I have an undergraduate level of knowledge about statistics, and I work with Python on a daily basis, so I figured I had the prerequisites covered. The prerequisites for the course specifically are…
Mostly check, I am not afraid of matrices, vectors, and I’ve even been known to dabble in identities. I got a D the first time I took vector calculus, but that was mostly due to being sick and missing the first couple of weeks of classes–I took it again and got an A at least. I’ve also been working through a great MIT online course Probabilistic Systems Analysis and Applied Probability. That turned out to be a great refresher for a lot of the basic ideas addressed in the crash course.
Proficiency in programming basics, and some experience coding in Python
Once you start the actual course, you are presented with a list of lessons covering fields like “Reducing Loss“, “Classification“, and “Training Neural Nets“. Each lesson has a expected completion time. I found that these time estimations are a bit low overall compared to the time it took me to finish them, but it varies a good deal lesson to lesson. Sometimes exercises will require additional time just to train the machine learning models for instance and I felt that extra time wasn’t really factored in.
The video lessons are probably the most unexpectedly well done part of the whole crash course. They do a good job of introducing basic concepts, and they’re paced well to boot. Sometimes I’d need to go back and replay a certain “slide”, but doing so was made easy by the interface. It also has an option to play the slides at 1.5x or 2.0x speed, if that works better for you.

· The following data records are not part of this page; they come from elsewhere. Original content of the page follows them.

PR #1293, opened 2021-05-29
PRIME-1583 Auto Upload Business Licences

neophyte57:


prime-angular-frontend/nginx.template.conf
```diff
@@ -36,6 +36,7 @@ server {
     }
     location /api/docman/ {
         proxy_pass        http://document-manager$SUFFIX-backend:6001/;
+        client_max_body_size  20m;
```
james-hollinger, line 39: Why was 20 MB chosen here? The document manager has a maximum file size of 400 MB:
image

james-hollinger: While the frontend restricts uploads to 3MB:
image

neophyte57: Someone was saying that we may need to deal with 20 MB business licence files so I was just testing that it is possible

utilities/business-licence-upload/upload-business-licences.sh
```diff
@@ -0,0 +1,15 @@
...
+  -H "Content-Type: application/x-www-form-urlencoded" \
+  -d "grant_type=client_credentials" \
+  -d "client_id=${KEYCLOAK_CLIENT_ID}" \
+  -d "client_secret=${KEYCLOAK_CLIENT_SECRET}" | python -c "import sys, json; print(json.load(sys.stdin)['access_token'])")
+echo -e ${TOKEN}
+
+FILE=$1
+
+echo -e "-------- Uploading ${FILE} --------\n"
+DOC_GUID=$(curl -X POST --data-binary "@${FILE}" -H "Authorization: Bearer ${TOKEN}" "${DOCMAN_DOCUMENTS_URL}?folder=licences&filename=${FILE}" | python -c "import sys, json; print(json.load(sys.stdin)['document_guid'])")
```
james-hollinger, line 14: Currently, Business License Documents are uploaded to the folder "business_licences"

image

This should probably upload to the same folder. If we would rather save them in a new folder it should be named more explicitly like "paper_form_business_licenses" or "manually_uploaded_business_licenses" or something

prime-angular-frontend/nginx.template.conf
james-hollinger: Ah, I see. In that case it should probably be set to the maximum size the Document Manager can accept, 400MB.

neophyte57: I've removed this change since it seems the scanned business licence files are not expected to be larger than 1 MB

mtpultz (approved):

neophyte57:
FYI, to conserve OCP 4 resources, the server environment for this pull request may not be available.  To test, the script can be pointed at the `develop` environment (using `DOCMAN_DOCUMENTS_URL` environment variable for Docker)

johnnyl6 (approved):
alt text

PR #1294, opened 2021-05-31
PRIME-1547 no adjudication box for editable enrolments

johnnyl6:
hide adjudication box for editable enrolments


mtpultz (approved):

prime-angular-frontend/src/app/modules/adjudication/pages/enrollee-overview/enrollee-overview.component.ts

The exercises are very useful and interactive. Each exercise takes the form of a Jupyter notebook, hosted via the Colaboratory Google research project. They hold your hand enough that you don’t get too lost, but also have hidden solution sections you can reveal if you’re stumped or just want to double check your work.

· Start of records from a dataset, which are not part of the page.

PR #1298, opened 2021-06-03
PRIME-1511 GIS Authentication Finalized

mtpultz:
PR is ready for code review, but can't be tested without proper test cards for PHSA. The only way this PR can be tested is through local development and setting the idpHint to IDIR in the gis-login-page.component.ts.


AnaisHebert (approved):
🍟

I feel that the course gave me a more thorough understanding of the basic principles of machine learning and gave me a solid foundation to work from. The introductions to Tensorflow, NumPy, and Pandas are probably the most useful gems in the crash course. Together the provided Python tools make for a very powerful and flexible machine learning toolbox.

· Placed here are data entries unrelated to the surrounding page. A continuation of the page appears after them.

PR #1316, opened 2021-06-04
Consolidate Configuration

james-hollinger:
- Removed all of the entity configuration from `ApiDbContext` and moved it into Configuration files (where all future configuration should go)

- Pruned the DbSets with zero references.  This does not drop any tables, they are sill in our DB since they are referenced from another model. If we need to query one of these tables directly we can add them back in as needed. Kept the `Job` DbSet since we want to keep the table even though its not referenced anywhere (and so would have been dropped if we removed the DbSet).

- Removed redundant configuration from several entities. EF is smart enough to infer relationships if they are simple and/or follow the naming conventions. The following entities had redundant configuration removed partially or entirely:
  - AssignedPrivilege
  - BusinessEvent
  - Enrollee
  - EnrolleeCredential
  - EnrolleeNote
  - EnrolmentStatusReason
  - EnrolmentStatus
  - RemoteAccessLocation
  - RemoteAccessSite
  - RemoteUser
  - Site
  - Submission
 
- Sorted the configuration files into seeded and unseeded folders to make finding seed data easier.

- No changes to the DB should appear if we make a new migration.


mtpultz (approved):
image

To wrap everything up, I definitely recommend the Google Machine Learning Crash Course as long as you’re not looking for a single source to teach you everything about the field. And, I suppose, to expect that would be overlooking the “crash course” part. Instead, this is a first step that will point you in the right direction to learn more. But it serves that purpose very well. Well done to the folks at Google!
Over the last couple of weeks, I’ve been working through a new Google online Machine Learning Crash Course. I’ve worked through several tutorials on basic machine learning tools in the past, but this one is by far the most easy to use such tutorial I’ve found. It uses Jupyter Notebooks, similar to my previous post detailing my machine learning homelab. However, everything runs directly in the browser, requiring no additional setup to run the notebooks. By default, these notebooks do not include GPU acceleration, but when you run the same notebooks in my homelab environment, they should automatically become GPU accelerated. Alternatively, with a bit of tweaking, you can even use GPU accelleration directly in the browser. NEAT!!!
It’s really nice to see more folks jumping on the Jupyter Notebooks bandwagon these days. They’re easy to manage and at least somewhat portable. You can find even more such notebooks at https://distill.pub/ .
Update: Fixed incorrect assertion that you can’t to GPU acceleration with Tensorflow in-browser.